Долгий, страшный, как будто на всю жизнь, крик продолжался.
Коршунов спустился по лестнице. Он держал в руках подсвечник с незажженной свечой и спички.
Спустились; замок в дверях щелкнул — вошли в чулан под лестницей.
В углу сверкнули два глаза, потом загорелась свеча.
Тень человека с привязанными к телу руками побежала по стенам, переламываясь в углах.
В смирительной рубахе, похожей на саван смертника, со связанными руками, с босыми ногами, бритой головой стоял перед ними тот, кого в отставке называли капитаном, а в искусстве — художником Федотовым.
Крик начал стихать. Федотов всматривался; изменились его глаза, и показалось знакомое лицо.
— А, милый Саша, и ты, Жемчужников, — волосы у тебя по-прежнему Иоанна Богослова, — сказал. Федотов почти спокойно.
— Павел Андреевич, они вам гостинцы принесли — яблочки, — произнес Коршунов.

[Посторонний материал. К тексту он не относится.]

PR #4268, opened 2025-12-15
Fix gaussian filter with time vector

### LINKED ISSUE #4267: Recording segment properties don't survive round-trip to & from zarr
When writing recordings to zarr, properties of the recording object itself are stored, but properties of the segments are not. For example:

```python
import spikeinterface as si
recording: ConcatenateSegmentRecording = my_recording_generator()

# Confirm that the recording and its lone segment have a sampling_frequency property.
assert recording.get_num_segments() == 1
sf_rec = recording.get_sampling_frequency()
sf_seg = recording._recording_segments[0].sampling_frequency
assert sf_rec == sf_seg
print(sf_seg) # 30000.13147632312

recording.save(
    format="zarr",
    folder="path/to/destination.zarr",
    compressor_by_dataset={"traces": WavPack(bps=2.25)},
    filters_by_dataset={"times": [Delta(dtype="float64")]},
    n_jobs=80,
)

reloaded_recording = si.load("path/to/destination.zarr")
print(reloaded_recording.get_sampling_frequency()) # 30000.13147632312
assert reloaded_recording.get_num_segments() == 1
assert reloaded_recording._recording_segments[0].sampling_frequency is None # Oh no!
```

This has downstream effects like causing `spikeinterface.preprocessing.gaussian_filter()` to fail when `GaussianFilterRecordingSegment` tries and fails to get a sampling frequency from the segment. 

The issue is that in `recording.save()` -> `ZarrRecordingExtractor.write_recording()` -> `add_recording_to_zarr_group()`, properties of recording segments are not stored in the `attrs` of the `dset` created by `zarr_group.create_dataset()` in `add_traces_to_zarr()`. I guess the place for this to happen would be in the subsequent call to `add_properties_and_annotations(zarr_group, recording)`, where instead of just setting properties of the recording as new datasets on the "properties" group, there would be some iteration through segments. Maybe a `props_seg{I}` group with attributes as datasets if the attributes can be complex, or just a simple `dset.attrs["sampling_frequency"] = ...` if they are known to be json serializable. (FYI, in Zarr v3 you can save a dictionary of json serializable attributes directly in the call to zarr_group.create_dataset()/create_array()`). 

Or, maybe the properties of segments can be restored entirely using properties from the parent recording during `si.load() -> read_zarr_recording()`. Not sure. 

For now my band-aid is to just set some of the missing properties myself each time I load a recording back from disk.

alejoe91:
Fixes #4267

@grahamfindlay could you check this out? I think it fixes your issue and makes the behavior less ambiguous

### DIFF
--- a/src/spikeinterface/core/baserecording.py
+++ b/src/spikeinterface/core/baserecording.py
@@ -500,7 +500,6 @@ class BaseRecording(BaseRecordingSnippets):
         assert rs.get_num_samples() == times.shape[0], "times have wrong shape"
 
         rs.t_start = None
-        rs.sampling_frequency = None
         rs.time_vector = times.astype("float64", copy=False)
 
         if with_warning:


grahamfindlay:
@alejoe91 Tested this and can confirm: fixes the issue. Thanks!

src/spikeinterface/preprocessing/filter_gaussian.py
```diff
@@ -50,29 +50,37 @@ def __init__(
...
         self.cached_gaussian = dict()
 
-        sf = parent_recording_segment.sampling_frequency
+        self.sampling_frequency = sampling_frequency
 
         # Margin from widest gaussian
         sigmas = []
         if freq_min is not None:
-            sigmas.append(sf / (2 * np.pi * freq_min))
+            sigmas.append(self.sampling_frequency / (2 * np.pi * freq_min))
```
chrishalcrow: In case of using a `time_vector`, could `self.sampling_frequency` be `None`?

grahamfindlay: As I understand it: 

`recording.sampling_frequency` will not be `None`, even after `recording.set_times()` is called. This is because `recording.set_times()` will set the _segment's_ `sampling_frequency = None`, but does nothing to `recording._sampling_frequency`.

In other words:
```python
recording.set_times(t)
assert recording.sampling_frequency is not None
assert recording._recording_segements[0].sampling_frequency is None
```
I *think* this is the intended behavior. 

Then, the recording-level gaussian filter object (`GaussianFilterRecording`) creates segment-level gaussian filter objects (`GaussianFilterRecordingSegment`), supplying each with `recording.sampling_frequency`. Upon instantiation, these segment-level objects then set their own `self.sampling_frequency = my_parent_recording_sampling_frequency`, which for the reasons above will be non-`None`. 

So in the line you highlighted here, `self.sampling_frequency` will not be `None`, even though a segment's `self.sampling_frequency` _should_ and _would_ be `None` "normally" when `time_vector` is present. 

@alejoe91 What I am *not* sure is intended behavior, is that this un-does the nullifying of the segment sampling frequencies that was performed by `recording.set_times()`. 

In other words:
```python 
recording.set_times(t)
assert recording.sampling_frequency is not None
assert recording._recording_segements[0].sampling_frequency is None
recording = sp.gaussian_filter(recording, ...)
assert recording.sampling_frequency is not None
assert recording._recording_segements[0].sampling_frequency is None # THIS FAILS NOW!
```

chrishalcrow: Thanks @grahamfindlay , very helpful summary.
So `GaussianFilterRecordingSegment` will have a `not None` `sampling_frequency`, even when the input `RecordingSegment`'s `sampling frequency` is `None`. Which might be fine, but might be unexpected.

src/spikeinterface/core/baserecording.py
```diff
@@ -500,6 +500,7 @@ def set_times(self, times, segment_index=None, with_warning=True):
         assert rs.get_num_samples() == times.shape[0], "times have wrong shape"
 
         rs.t_start = None
+        rs.sampling_frequency = None
```
chrishalcrow: remove please
```suggestion
```

src/spikeinterface/preprocessing/filter_gaussian.py
alejoe91: This was actually an issue with the Zarr reader, where if time vector was present, sampling frequency was not set. Now this is fixed, but the GaussianFilter still uses the parent recording sampling freq, which is safer

samuelgarcia (approved):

Бейдеман начал чистить яблоко.
— Саша, — сказал Павел Андреевич, — скорбный лист о моей болезни заполняли они карандашом — эскиз на всю жизнь… Саша, я забыл фамилию депутата… По его предложению в самом начале французской революции, когда принцы вели немецкие войска на Париж, Конвент приказал снять цепи с сумасшедших. Это было произведено очень торжественно. Нужно уничтожить бумаги о нашем сумасшествии, Саша… Какие вести из Москвы? Заседает ли там Конвент? Что говорит Герцен? Не пришли ли вы развязать мне руки?
— Нет, Паша, — сказал Бейдеман.
— Ну да, я знаю, сейчас не тысяча семьсот девяносто третий год. Я понимаю. Год тысяча восемьсот пятьдесят второй. А баррикады в Париже еще держатся?
— Нет, Паша.
— Ну да, я знаю, четыре года прошло. Нева происходит, — сказал Федотов, — от воды, стекающей с мокрых лохмотьев нищих, оттого в ней не хватает красок. Нас бьют в три кнута, чтобы смирить. Гоголь тоже умер, но я дерусь, и им тоже достается. Но Черномор не победит Руслана.
Кругом на всех стенах, обтянутых клеенкой, был виден след на высоте головы: Федотов бился о стену.
Окошко в углу за железной решеткой без стекла и ставни; за решеткой дождь.
Федотов посмотрел на смирительную рубашку, потом искоса на друзей.
— Вы узнаете рубаху на мне — это смертная одежда, ее надели на меня тогда, на плацу… снять ее нет приказания?
— Опять начинается, оставаться опасно, — проговорил Коршунов. — Плакать и биться будет.
Мрачно ехали друзья домой на извозчике в дрожках.
Не выдержали, отпустили извозчика, пошли пешком.
На окраинах города тротуаров не было, мостки плясали под ногами.
Жемчужников шел задумавшись. Извозчик тянулся сзади, как будто сопровождал похоронную процессию.
Вдруг мостки оборвались. Лев Михайлович упал в какую-то лавочку в подвале; гробы стояли вдоль стен.
— Как странно, — сказал Лев Михайлович, — попасть к гробовщику.
Сели на извозчика, поехали опять.
Ночь. Пустота. Никого не видно. Фонари во тьме пятнами.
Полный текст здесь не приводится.